Another period deserves study in this connection. When one examines the literature of the Middle Ages, one gains the conviction that miracles formed the staple emotional diet of the people. They played the part that novels and detective stories do now. Man is naturally dramatic in his interpretation of life, and what can be more thrilling than a miracle? Constance, the heroine of the Man of Law's Tale in Chaucer, is rescued from death when in most perilous plight by that Unseen Hand which frustrates the plots of the wicked. Skepticism and realism are slowly acquired habits of mind. The primary impulse is to believe. And, when religious motives and traditions enter to strengthen the sway of this impulse, it is hard to counteract. When learned theologians enunciate the principle, "I believe because it is absurd," it is not to be wondered at that the mass of the people believe because they do not see that it is absurd. For ages, the world was a sort of quicksand, and it has taken far more courage and sheer intellectual capacity and moral daring than the mass of the people will ever conceive to build dykes out into the unknown and rescue it for the empire of unswerving law.

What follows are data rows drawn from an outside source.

PR #1918, opened 2016-03-02
Create FAPPZ_v01

matejovo:
citation style for FAFNR of CULS according http://studium.agrobiologie.cz/Nastenka_studijniho_oddeleni/Bakalarske_a_diplomove_prace/Zavazna_pravidla_citace_seznamy_pouzite_literatury.pdf

PR #1944, opened 2016-03-10
Improve feedback non-validating/non-parsing styles

rmzelle:
One more. This rolls back https://github.com/inukshuk/styles/commit/94bcce850fdd06fdd4ed31bbece971d679f32748 (see #1818), since we recently came to the conclusion that Nokogiri’s validation error messages aren’t very good: https://github.com/citation-style-language/styles/pull/1918#issuecomment-193882842

It’s probably much less confusing to steer users to our Jing-based validator, which usually gives much clearer validation messages.

With this pull request we also skip the “does-this-style-parse” check for invalid styles.

cc @inukshuk, @adam3smith

### DIFF
--- a/spec/styles_spec.rb
+++ b/spec/styles_spec.rb
@@ -1,14 +1,24 @@
-shared_examples "style" do |basename, (filename, path, style, reason), in_dependent_subdir|
-  it "must validate against the CSL 1.0.1 schema" do
-    expect(CSL.validate(path)).to eq([])
+shared_examples "style" do |basename, (filename, path, style), in_dependent_subdir|
+  let(:style_validates) { 
+    if CSL.validate(path).length == 0
+      true
+    else
+      false
+    end
+  }
+  
+  it "must validate against the CSL 1.0.1 schema (please check your style at http://validator.citationstyles.org/)" do
+    expect(style_validates).to be true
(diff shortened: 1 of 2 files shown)


rmzelle:
With this the feedback for non-validating styles is:

```
  1) acs-nano: must validate against the CSL 1.0.1 schema (please check your style at http://validator.citationstyles.org/)
     Failure/Error: expect(style_validates).to be true
     
       expected true
            got false
```

spec/styles_spec.rb
```diff
@@ -1,14 +1,24 @@
-shared_examples "style" do |basename, (filename, path, style, reason), in_dependent_subdir|
-  it "must validate against the CSL 1.0.1 schema" do
-    expect(CSL.validate(path)).to eq([])
+shared_examples "style" do |basename, (filename, path, style), in_dependent_subdir|
+  let(:style_validates) {
```
inukshuk: You can just say `let :style_validates { CSL.validate(path).length.zero? }`

inukshuk:
We could try to determine whether or not the test is being run on Travis and in that case try to determine the URL to the failed style (which must be available on GitHub after all) and include it in the link so we can link straight to the validation results.

PR #1945, opened 2016-03-10
Show ISSN if not ISBN - in styles based on ČSN ISO690:2011

libora:
Only Mendely users will see the change in output from style; Zotero has not implemented ISSN variable for a lot of document types now.
Some commits have incorrect description "for books" (my mistake); this change is for all document types, which have ISBN.

### DIFF
--- a/iso690-author-date-cs.csl
+++ b/iso690-author-date-cs.csl
@@ -445,15 +445,13 @@
     <choose>
       <if variable="DOI">
         <group>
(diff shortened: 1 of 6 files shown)


adam3smith:
This looks good to me -- ready on your end @libora ?

libora:
Yes, thats all.

adam3smith:
thanks!

PR #1946, opened 2016-03-13
Some adjustments

jmiba:
Minor changes in name delimiters and an updated et-al term for German.

### DIFF
--- a/technische-universitat-dresden-betriebswirtschaftslehre-logistik-author-date.csl
+++ b/technische-universitat-dresden-betriebswirtschaftslehre-logistik-author-date.csl
@@ -200,12 +200,10 @@
                 <text variable="event-place" suffix=", "/>
               </else-if>
               <else-if type="webpage" match="any">
-              <choose>
-                  <if match="any" variable="container-title">
-                    <text term="in" text-case="capitalize-first" suffix=": "/>
-                    <text variable="container-title" suffix=", "/>
-                  </if>
-                </choose>
+                <group delimiter=": " suffix=", ">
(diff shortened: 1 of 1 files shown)


technische-universitat-dresden-betriebswirtschaftslehre-logistik-author-date.csl
```diff
@@ -189,15 +190,23 @@
...
                 <text variable="event-place" suffix=", "/>
               </else-if>
+              <else-if type="webpage" match="any">
+              <choose>
+                  <if match="any" variable="container-title">
+                    <text term="in" text-case="capitalize-first" suffix=": "/>
+                    <text variable="container-title" suffix=", "/>
+                  </if>
+                </choose>
+              </else-if>
```
rmzelle: It's more concise to do:

```xml
              <else-if type="webpage" match="any">
                <group delimiter=": " suffix=", ">
                </group>
              </else-if>
```

instead of 

```xml
              <else-if type="webpage" match="any">
              <choose>
                  <if match="any" variable="container-title">
                    <text variable="container-title" suffix=", "/>
                  </if>
                </choose>
              </else-if>
```

Groups are implicit conditionals. If a `<group/>` calls one or more variables, any terms in the group are automatically suppressed if the variables are empty. See http://docs.citationstyles.org/en/stable/specification.html#group for background.

jmiba: That makes a lot of sense, thank you. I will change that in a minute.

rmzelle:
Great, thanks!

PR #1947, opened 2016-03-13
Create o-bib.csl

### LINKED ISSUE #1835: o-bib
The Open Access library journal <a href="https://www.o-bib.de/">o-bib</a> will use a standard style beginning in the next year:

" Ab Heft 1/2016 wird kein eigener Zitierstil mehr zugrunde gelegt, sondern der Chicago-Stil (deutsch, mit Fußnoten) verwendet."

Source: Südwest-Info: Mitteilungsblatt des VDB-Regionalverbands Südwest Nr. 28 (2015), S. 21. http://www.vdb-online.org/landesverbaende/sw/sw-info/

zuphilip:
This will close #1835

### DIFF
--- a/dependent/o-bib.csl
+++ b/dependent/o-bib.csl
@@ -1,0 +1,16 @@
+<?xml version="1.0" encoding="utf-8"?>
+<style xmlns="http://purl.org/net/xbiblio/csl" version="1.0" default-locale="de-DE">
+  <info>
+    <title>o-bib</title>
+    <id>http://www.zotero.org/styles/o-bib</id>
+    <link href="http://www.zotero.org/styles/o-bib" rel="self"/>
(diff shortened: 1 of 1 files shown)


adam3smith:
cool dass die das machen. Und wie immer besten Dank.

rmzelle:
Thanks!

Added "German" to the title: https://github.com/citation-style-language/styles/commit/ab68e564063d4635ef7b87efa4dcb74e40ca6ce6

zuphilip:
Sorry @rmzelle , I forgot the "German" in the title.

rmzelle:
(it should be possible to test for this with Sheldon, by the way)

adam3smith:
was just thinking that, since I keep forgetting. My suggestion would be to see if we have a default locale other than en and then check for parentheses in the title. 
Alternatively we'd have to put a whole locale mapping table in the test file, which I suppose we could do, too -- it's only 40 or so value pairs.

But we must pass from the historical study of miracles to the systematic, or philosophical, aspect of the matter. The philosophy of miracles breaks up into two parts, the laws of evidence and proof, and the nature of cause. The first part may be called logical; the second, metaphysical.

Theological miracles involve two elements, the fact and the theory. It is only after the fact has been sufficiently proven that its cause can come into question. It is absurd to explain facts either by natural processes or by the will of God until you are certain that these events were actual occurrences. If a child took Alice in Wonderland too seriously and asked me to explain "Why the sea is boiling hot," I would be compelled to disappoint its craving for explanation. Now I am certain that the situation in regard to miracles is not much otherwise. Were the alleged facts to be proven beyond reasonable doubt, the need for a genuine explanation would press upon us. But the history of the subject points in the other direction.